Twist Bioscience Corporation, a company enabling customers to succeed through its offering of high-quality synthetic DNA using its silicon platform, and Biotia, Inc., a company that uses proprietary analytical software for infectious disease diagnostics, received expanded Emergency Use Authorization (EUA) from the U.S. Food and Drug Administration (FDA) for the SARS-CoV-2 Next-Generation Sequencing (NGS) Assay for the qualitative detection, identification and differentiation of SARS-CoV-2 lineages and identification of specific genomic mutations. The Assay was developed in 2020, and this expanded authorization builds on the initial EUA that was received in March 2021 for the qualitative detection of the SARS-CoV-2 virus.
The hybridization capture-based SARS-CoV-2 NGS Assay has the ability to analyze the entire RNA viral sequence, and to determine the presence or absence of the virus. With the expanded authorization, the reporting of the identified and differentiated SARS-CoV-2 genetic mutations and viral lineages (e.g. Delta, Omicron) to clinicians is now authorized, potentially aiding them to direct appropriate clinical management based upon the specific lineage of virus, when clinically indicated.
The authorization also allows for the reporting of individual mutations in patient samples, information that is important to track as the virus evolves and new variants emerge. The hybridization capture-based approach utilized in this assay maximizes the number of genetic variants and mutations that may be identified, where other sequencing methods may miss mutations in certain regions.
New mutations in the SARS-CoV-2 virus continue to accumulate and circulate around the world, creating genetic variants of concern that may alter transmissibility or vaccine efficacy, including the most recent Omicron (BA.2.12.1, BA.4 and BA.5) variants. The virus will continue to evolve, and we expect that this capture-based assay will serve as an important new tool for viral identification, sequencing, and surveillance. With this expanded EUA, we anticipate that these data will, for the first time, now enable the appropriate treatment of COVID-19.
“We developed this assay in the early days of the pandemic and, while useful for detecting the presence or absence of the virus, the true value lies in receiving a comprehensive sequencing report with all identified mutations that is now available under the expanded EUA,” said Emily M. Leproust, Ph.D., CEO and co-founder of Twist Bioscience. “We believe this assay will continue to be critical to monitor the sequence evolution of SARS-CoV-2 and is another example of our commitment to provide tools to fight the pandemic, even when it becomes endemic.”

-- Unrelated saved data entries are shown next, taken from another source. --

PR #1819, opened 2024-07-17
Implement `InterruptConfigurable`

### LINKED ISSUE #1489: Use `set_interrupt_handler()` everywhere and consider creating a trait
Imo after some time playing with it, the constructors taking `Option<InterruptHandler>` are not that pleasant to use. I think it would be better if everywhere was consistent and used `set_interrupt_handler`. I think having this in a trait would also be good for creating abstractions over this.

bjoernQ:

### Submission Checklist 📝

#### Extra:

#### Description
Applies the ideas outlined in #1489 

Closes #1489 

#### Testing
All (adapted) examples and test work

### DIFF
--- a/esp-hal/src/lib.rs
+++ b/esp-hal/src/lib.rs
@@ -607,6 +607,12 @@ impl<T, const SIZE: usize> FlashSafeDma<T, SIZE> {
     }
 }
 
+/// Default (unhandled) interrupt handler
+pub const DEFAULT_INTERRUPT_HANDLER: interrupt::InterruptHandler = interrupt::InterruptHandler::new(
+    unsafe { core::mem::transmute(EspDefaultHandler as *const ()) },
+    crate::interrupt::Priority::min(),
+);
+
 /// Trait implemented by drivers which allow the user to set an
 /// [InterruptHandler]
 pub trait InterruptConfigurable: private::Sealed {
@@ -615,6 +621,9 @@ pub trait InterruptConfigurable: private::Sealed {
     /// Note that this will replace any previously registered interrupt handler.
     /// Some peripherals offer a shared interrupt handler for multiple purposes.
     /// It's the users duty to honor this.
+    ///
+    /// You can restore the default/unhandled interrupt handler by using
+    /// [DEFAULT_INTERRUPT_HANDLER]
     fn set_interrupt_handler(&mut self, handler: interrupt::InterruptHandler);
 }
 
--- a/esp-hal/src/lib.rs
+++ b/esp-hal/src/lib.rs
@@ -609,7 +609,7 @@ impl<T, const SIZE: usize> FlashSafeDma<T, SIZE> {
 
 /// Default (unhandled) interrupt handler
 pub const DEFAULT_INTERRUPT_HANDLER: interrupt::InterruptHandler = interrupt::InterruptHandler::new(
-    unsafe { core::mem::transmute(EspDefaultHandler as *const ()) },
+    unsafe { core::mem::transmute::<*const (), extern "C" fn()>(EspDefaultHandler as *const ()) },
     crate::interrupt::Priority::min(),
 );
 
--- a/esp-hal/src/lib.rs
+++ b/esp-hal/src/lib.rs
@@ -614,7 +614,7 @@ pub const DEFAULT_INTERRUPT_HANDLER: interrupt::InterruptHandler = interrupt::In
 );
 
 /// Trait implemented by drivers which allow the user to set an
-/// [InterruptHandler]
+/// [interrupt::InterruptHandler]
 pub trait InterruptConfigurable: private::Sealed {
     /// Set the interrupt handler
     ///
--- a/esp-hal/src/lib.rs
+++ b/esp-hal/src/lib.rs
@@ -607,6 +607,17 @@ impl<T, const SIZE: usize> FlashSafeDma<T, SIZE> {
     }
 }
 
+/// Trait implemented by drivers which allow the user to set an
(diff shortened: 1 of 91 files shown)


esp-hal/src/lib.rs
```diff
@@ -607,6 +607,17 @@ impl<T, const SIZE: usize> FlashSafeDma<T, SIZE> {
     }
 }
 
+/// Trait implemented by drivers which allow the user to set an
+/// [InterruptHandler]
+pub trait InterruptConfigurable: private::Sealed {
```
Dominaezzz, line 612: As is, I'm not sure how I would consume this trait as a user, but with two certain additions, one could make useful abstractions with it.

One is to add an associated type that represent the interrupts bit. Either a boolean struct like in Pcnt driver or an EnumSet like in the Spi driver.

The second is to expose methods to access the INT_CLR, INT_ENA, INT_ST, INT_RAW registers.

Idk if it makes sense for this PR or as a future enhancement but I think one can write a generic `Future` on top of this. (Barring the awkward case when multiple interrupt handlers share the same INT_* registers like `SYS_TIMER`)

Dominaezzz (commented):
Didn't know this was being worked on, I was gonna suggest a solution for drivers that split up like PARL_IO/LCD_CAM.
The setting of the interrupt handler could be done on a separate object.
```Rust
struct LcdCam<'d> {
    cam: Cam<'d>,
    lcd: Lcd<'d>,
    interrupt_setter_thingy: IntrSetter<'d>,
}
```
Though, this is yet another thing that can be done in a future PR.

esp-hal/src/lib.rs
```diff
@@ -607,6 +607,17 @@ impl<T, const SIZE: usize> FlashSafeDma<T, SIZE> {
...
+    /// Set the interrupt handler
+    ///
+    /// Note that this will replace any previously registered interrupt handler.
+    /// Some peripherals offer a shared interrupt handler for multiple purposes.
+    /// It's the users duty to honor this.
+    fn set_interrupt_handler(&mut self, handler: interrupt::InterruptHandler);
```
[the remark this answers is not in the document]
bjoernQ: Unsetting would mean to install the default-handler so I guess we could easily provide something like `DEFAULT_INTERRUPT_HANDLER: InterruptHandler`  for that

I'm not sure about a real-world use-case where getting the previous handler is super useful?

esp-hal/src/spi/master.rs
```diff
@@ -1016,6 +1016,29 @@ pub mod dma {
...
+        T: InstanceDma<ChannelTx<'d, C>, ChannelRx<'d, C>>,
+        C: DmaChannel,
+        C::P: SpiPeripheral,
+        M: DuplexMode,
+        DmaMode: Mode,
+    {
+        fn set_interrupt_handler(&mut self, handler: crate::interrupt::InterruptHandler) {
+            SpiDma::set_interrupt_handler(self, handler);
+        }
+    }
```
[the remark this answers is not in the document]
bjoernQ: In theory yes - but the inherent function is already available always so I thought this is a bit artificial

It's also not much of a problem for async since IIRC the async implementation is using the DMA interrupt, not the SPI interrupt

esp-hal/src/lib.rs
bjoernQ: I also had some doubts initially about the trait ( https://github.com/esp-rs/esp-hal/issues/1489#issuecomment-2068566303 ) but I agree that with some additions it could become more useful

Looking at the amount of changed files I probably would say that's something for another PR since getting rid of the handler from the ctors is already a good thing on its own (since in most cases there is an annoying `None` passed)

esp-hal/src/lib.rs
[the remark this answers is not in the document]
Dominaezzz: > I'm not sure about a real-world use-case where getting the previous handler is super useful?

I'm imagining a scenario where some component built on top of this trait may want to temporary receive interrupts and then restore the previous handler when it's done.
Could even use this to restore the default handler I suppose.

esp-hal/src/spi/master.rs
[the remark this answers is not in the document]
Dominaezzz: Ah fair enough

esp-hal/src/lib.rs
MabezDev: Sorry I didn't fully explain my position in the original issue, but I don't see the trait in its current form as final, I just wanted a place to start to have a consistent API and something that we can start to abstract over (I didn't like that we had two ways to set interrupts).

I think your suggestions would be great in a future PR :)

bjoernQ:
I think I would consider this as done for the original scope of the task

We should create an issue listing future improvements to not forget about them!

esp-hal/src/timer/timg.rs
```diff
@@ -570,6 +513,15 @@ where
     }
 }
 
+impl<T> InterruptConfigurable for Timer<T, Blocking>
```
MabezDev, line 516: I think we also need an impl for the WDT?

MabezDev (changes requested):
Looking good to me, just one thing we might have missed.

esp-hal/src/timer/timg.rs
bjoernQ: Oh true! I added it now but we currently have no way to configure WDT to do anything else but a system reset. I will create a separate issue for that

JurajSadel (approved):
LGTM, thanks!

MabezDev (approved):
Thanks!

PR #1821, opened 2024-07-17
CI Improvements - Part 1

SergioGasquez:

### Submission Checklist 📝

#### Extra:

#### Description
- HIL workflow: Fix the condition to erase flash when tests fail. [Source](https://docs.github.com/en/actions/learn-github-actions/expressions#example-of-failure-with-conditions)
- Remove `path-ignore` to avoid CI not being triggered.
- Build documentation

#### Testing
- The HIL workflow cant be tested easily, we need to monitor the workflow and verify that upon a test failure, the erase-flash step is executed.
- Documentation was built in my fork https://github.com/SergioGasquez/esp-hal/actions/runs/9972410348/attempts/1. I ran the workflow twice, both took ~10min45. Currently, CI takes between 10 to 14 mins, so I guess we didn't increased it too much. 
  - Happy to move this to a nightly CI workflow, but it looks like it doesnt add much time.

### DIFF
--- a/.github/workflows/ci.yml
+++ b/.github/workflows/ci.yml
@@ -105,12 +105,6 @@ jobs:
       - name: Build (examples)
         run: cargo xtask build-examples esp-hal ${{ matrix.device.soc }}
       # Check doc-tests
-      - if: ${{ !contains(fromJson('["esp32", "esp32s2", "esp32s3"]'), matrix.device.soc) }}
-        uses: dtolnay/rust-toolchain@v1
-        with:
-          target: riscv32imc-unknown-none-elf,riscv32imac-unknown-none-elf
-          toolchain: nightly
-          components: rust-src
       - name: Check doc-tests
         run: cargo xtask run-doc-test esp-hal ${{ matrix.device.soc }}
       - name: Check documentation
--- a/.github/workflows/ci.yml
+++ b/.github/workflows/ci.yml
@@ -13,15 +13,9 @@ name: CI
 
 on:
   pull_request:
-    paths-ignore:
-      - "**/CHANGELOG.md"
-      - "**/README.md"
   push:
     branches-ignore:
       - "gh-readonly-queue/**"
-    paths-ignore:
-      - "**/CHANGELOG.md"
-      - "**/README.md"
   merge_group:
   workflow_dispatch:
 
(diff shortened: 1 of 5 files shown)


bjoernQ (approved):
LGTM - I don't really understand the fix for the flash-erase but that's most probably a lack of knowledge about GitHub workflows on my side

SergioGasquez:
> LGTM - I don't really understand the fix for the flash-erase but that's most probably a lack of knowledge about GitHub workflows on my side

I don't fully understand it either, but it [wasn't working before](https://github.com/esp-rs/esp-hal/actions/runs/9957400001/job/27509536912) and the GH docs has an example [using that same condition](https://docs.github.com/en/actions/learn-github-actions/expressions#example-of-failure-with-conditions)

.github/workflows/ci.yml
```diff
@@ -113,6 +113,8 @@ jobs:
           components: rust-src
       - name: Check doc-tests
         run: cargo xtask run-doc-test esp-hal ${{ matrix.device.soc }}
+      - name: Check documentation
+        run:  cargo xtask build-documentation --packages esp-hal --chips ${{ matrix.device.soc }}
```
MabezDev, line 117: When we build the docs, are we checking that we have no warnings? Not checking warnings makes this step not that useful I think, as it's very unlikely that docs are left in an unbuildable state.

SergioGasquez: > When we build the docs, are we checking that we have no warnings? 

Now we are! Good sugestion

MabezDev (approved):
Thanks, this is a nice improvement!

.github/workflows/ci.yml
```diff
@@ -70,13 +64,19 @@ jobs:
     steps:
       - uses: actions/checkout@v4
 
-      # Install the Rust toolchain for RISC-V devices:
+      # Install the Rust stable and nightly toolchains for RISC-V devices:
```
jessebraham, line 67: This appears to just install both toolchains, and not build with both of them? Or am I missing something here?

AnthonyGrondin:
For the flash-erase fix, it seems to be because Github's implementation require `failure()` to be present in the if statement, else it automatically uses `success()`

> [failure with conditions 🔗](https://docs.github.com/en/actions/learn-github-actions/expressions#failure-with-conditions)
> You can include extra conditions for a step to run after a failure, but you must still include `failure()` to override the default status check of `success()` that is automatically applied to `if` conditions that don't contain a status check function.

Issue #954, opened 2023-11-17
DMA-driven SPI silently fails to transfer if data is in DCache


bugadani:
The epd-waveshare driver (or at least [this](https://github.com/caemor/epd-waveshare.git) fork) tends to send 1-4 bytes (I presume constant command bytes) out of data from DCache. The ESP32-S3 TRM states that accessing DCache is possible, but with restrictions:

> Any transmit and receive channels of GDMA can access 0x3C000000 ~ 0x3DFFFFFF in external RAM. GDMA
can send data only in burst mode. The number of data bytes to transfer in one burst is defined as block size.
Block size can be 16 bytes, 32 bytes or 64 bytes, configured via GDMA_IN_EXT_MEM_BK_SIZE_CHn for
transmit channels and GDMA_OUT_EXT_MEM_BK_SIZE_CHn for receive channels.

The epd-waveshare driver obviously doesn't meet the block size limit, and it doesn't matter if the application configures DMA for burst operation or not. The result is the same: nothing visible happens on the display.

IMO the driver should detect this situation and return an error or panic. As a workaround, the `FlashSafeDma` wrapper works in this situation.

A log excerpt with addesses and lengths from the driver's `write` method:

```
INFO - data address: 3c04187c 1 <-- DCache
INFO - data address: 3fcad0bf 1
INFO - data address: 3c041874 4 <-- DCache
INFO - data address: 3fcad0bf 1
INFO - data address: 3c04187d 1 <-- DCache
INFO - data address: 3fcad0bf 1
INFO - data address: 3c04187e 2 <-- DCache
```

MabezDev:
I went looking for how esp-idf handles it. It seems its possible to tell synchronize the buffer in cache with the DMA. They call [esp-cache_msync](https://github.com/espressif/esp-idf/blob/c8243465e45489835d645bf217a6929fd0c01b7f/components/driver/spi/gpspi/spi_master.c#L911-L914) in the driver before starting the transaction. The definition lives here: https://github.com/espressif/esp-idf/blob/c8243465e45489835d645bf217a6929fd0c01b7f/components/esp_mm/esp_cache.c#L29-L90.

MabezDev:
[...]

PR #1827, opened 2024-07-17
Implement DMA to/from psram on esp32s3

liebman:

### Submission Checklist 📝

#### Extra:

#### Description
Implement DMA access to psram on the esp32s3 (TRM says its supported)

#### TODO:
- ~implement errata for `cache_writeback_addr()`~
- [x] enforce cacheline alignment for address and sizes for transfers to/from psram
- [x] find the correct location for calling cache_writeback_addr()
- [x] find the correct location for calling cache_invalidate_addr()
- [x] add error checking for buffer alignment and size requirements
- [ ] should we provide allocation macros for dma buffers and alignment restrictions?
- [x] confirm I do not need to call writeback/invalidate for internal ram addresses

#### Testing
Run dma_extmem2mem example


liebman:
Currently running the example results with garbage in the receive buffer. :-( 

I'm not getting errors reported in the interrupt raw registers and from the other registers all of the dma descriptors were processed.

Is it possible that we don't have the psram configured for this to work?

bjoernQ:
> Is it possible that we don't have the psram configured correctly for this to work?

I'm not aware there is something special to do for DMA - haven't seen anything related in esp-idf

Dominaezzz:
I haven't looked at the code yet but make sure to flush the cache before triggering DMA to read from PSRAM.

liebman:
I found this in esp-idf, note that ESP_ROM_HAS_CACHE_WRITEBACK_BUG is defined for esp32s3

https://github.com/espressif/esp-idf/blob/master/components/esp_rom/patches/esp_rom_cache_esp32s2_esp32s3.c#L92-L102

liebman:
- added `cache_writeback_addr()` that calls `Cache_WriteBack_Addr()` with TODO for the errata
- called `cache_writeback_addr()` in `Mem2Mem::start_transfer () for simplicity with a TODO that it's in the wrong place
- updated the example to copy from psram to internal ram AND internal ram to psram

Currently using psram as the source works (!) however using psram as the destination does not, nothing was written to psram.

liebman:
So now transfers work both directions.
- If the source is psram call WriteBack
- if the destination is psram call Invalidate

liebman:
I have questions about the soundness of the fix used in esp-idf.  The fix is all about transfers whose start and/or end are a "partial cache line".  Meaning that some memory in the cache line subject to the writeback is not owned by the caller. From my understanding there is still a short period of time after the writeback was completed where the other core, or an interrupt handler could write to that adjacent memory.  The only safe way I see to implement this is to only allow DMA to/from psram where the start and size are both aligned to the size of the cache line.

Dominaezzz:
I was wondering about this before you commented but it might be best to leave to flushing/invalidating to the caller. I imagine some folks might not even be using the cache and might only access PSRAM via DMA.

> size of the cache line.

Do you happen to know how big this is?

liebman:
> > size of the cache line.
> 
> Do you happen to know how big this is?

Not off-hand but for esp32 its 32 bytes and I think there is a rom function for it on the esp32s3.  (https://esp32.com/viewtopic.php?t=33059)

Also DMA to psram already requires a block size alignment of 16/32/64 bytes (selectable).  So requiring cachline alignment may not be an additional burden. Maybe have a `with_cache_management(value: bool)` or `set_cache_management(value: bool)`?

liebman:
This (https://github.com/esp-rs/esp-hal/issues/954) is related.  In this PR I've enforced that the buffers and sizes be cacheline (block) aligned.

bjoernQ:
Code looks good to me and the example is working fine!

Maybe the alignment restrictions need some documentation - I guess it's hard to figure them out as a user otherwise

liebman:
> Code looks good to me and the example is working fine!
> 
> Maybe the alignment restrictions need some documentation - I guess it's hard to figure them out as a user otherwise

Added a note

bjoernQ (approved):
LGTM - Thanks

esp-hal/src/dma/mod.rs
```diff
@@ -43,6 +43,11 @@
 //! ⚠️ Note: Descriptors should be sized as `(max_transfer_size + CHUNK_SIZE - 1) / CHUNK_SIZE`.
 //! I.e., to transfer buffers of size `1..=CHUNK_SIZE`, you need 1 descriptor.
 //!
+//! ⚠️ Note: For chips that support DMA to/from PSRAM (esp32s3) DMA trasfers to/from PSRAM
```
JurajSadel, line 46:
```suggestion
//! ⚠️ Note: For chips that support DMA to/from PSRAM (esp32s3) DMA transfers to/from PSRAM
```

esp-hal/src/dma/mod.rs
```diff
@@ -43,6 +43,11 @@
...
+//! have extra alignment requirements. The address and size of the buffer pointed to by
+//! each descriptor must be a multiple of the cacheline (block) size. This is 32 bytes
```
JurajSadel, line 48:
```suggestion
//! each descriptor must be a multiple of the cache line (block) size. This is 32 bytes
```

esp-hal/src/dma/mod.rs
```diff
@@ -1119,13 +1141,37 @@ where
             return Err(DmaError::InvalidAlignment);
         }
 
+        // for esp32s3 we check each descriptor buffer that points to psram for
+        // alignment and invalidate the cache for that buffer
+        // NOTE: for RX the `buffer` and `size`` need to be aligned but the `len` does
```
JurajSadel, line 1146:
```suggestion
        // NOTE: for RX the `buffer` and `size` need to be aligned but the `len` does
```

JurajSadel (approved):
LGTM, I left a few nitpick typo comments in docs.

jessebraham (approved):
Thanks, LGTM!

PR #1828, opened 2024-07-18
Re-export the `esp_hal_procmacros::main` macro from `esp-hal-embassy` instead of `esp-hal`

jessebraham:
Since `main` has no use by itself in `esp-hal`, and you must include `esp-hal-embassy` for it to be useful, it makes sense to just re-export it from the latter package instead.

I also cleaned up some documentation warnings, and flattened the `time_driver` module, as it no longer needs to be a directory.


bjoernQ (approved):
Makes sense

JurajSadel (approved):
Thanks!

The assay utilizes Twist Bioscience’s unique ability to rapidly develop virus-specific panels through DNA synthesis and Biotia’s comprehensive data analysis software and reporting capabilities. The SARS-CoV-2 NGS Assay was validated on a NextSeq® 550 Sequencing System. Because the assay analyzes the full sequence data, the test reduces the likelihood of a false-negative result. In contrast, a majority of SARS-CoV-2 tests based on polymerase chain reaction (PCR) only identify limited genetic markers of the virus.
In a separate report available to clinicians for professional interpretation, previously for research use only but now authorized under the expanded EUA, the full sequence of the virus is identified, and mutations and variant differentiation are reported. The expanded EUA comes at an important time during the pandemic, as we see evidence of the failure of specific monoclonal antibody therapies against Omicron variants. Variant identification, when used in conjunction with patient history and other diagnostic findings, may now aid in selecting appropriate therapeutics. A paper published in Microbiology Spectrum details results of the NGS SARS-CoV-2 Assay with the COVID-DX Solution to detect the virus and its genetic variants.
“Researchers have been tracking SARS-CoV-2 variants and mutations, using this analytical software, since the outset of the pandemic. This expanded FDA authorization marks an important step forward, enabling improved COVID-19 patient care,” commented Niamh O’Hara, Ph.D., CEO and co-founder of Biotia. “Outside of COVID, this signals a shift in the infectious disease field for the future, bringing new cutting-edge genomics technology into the clinic.”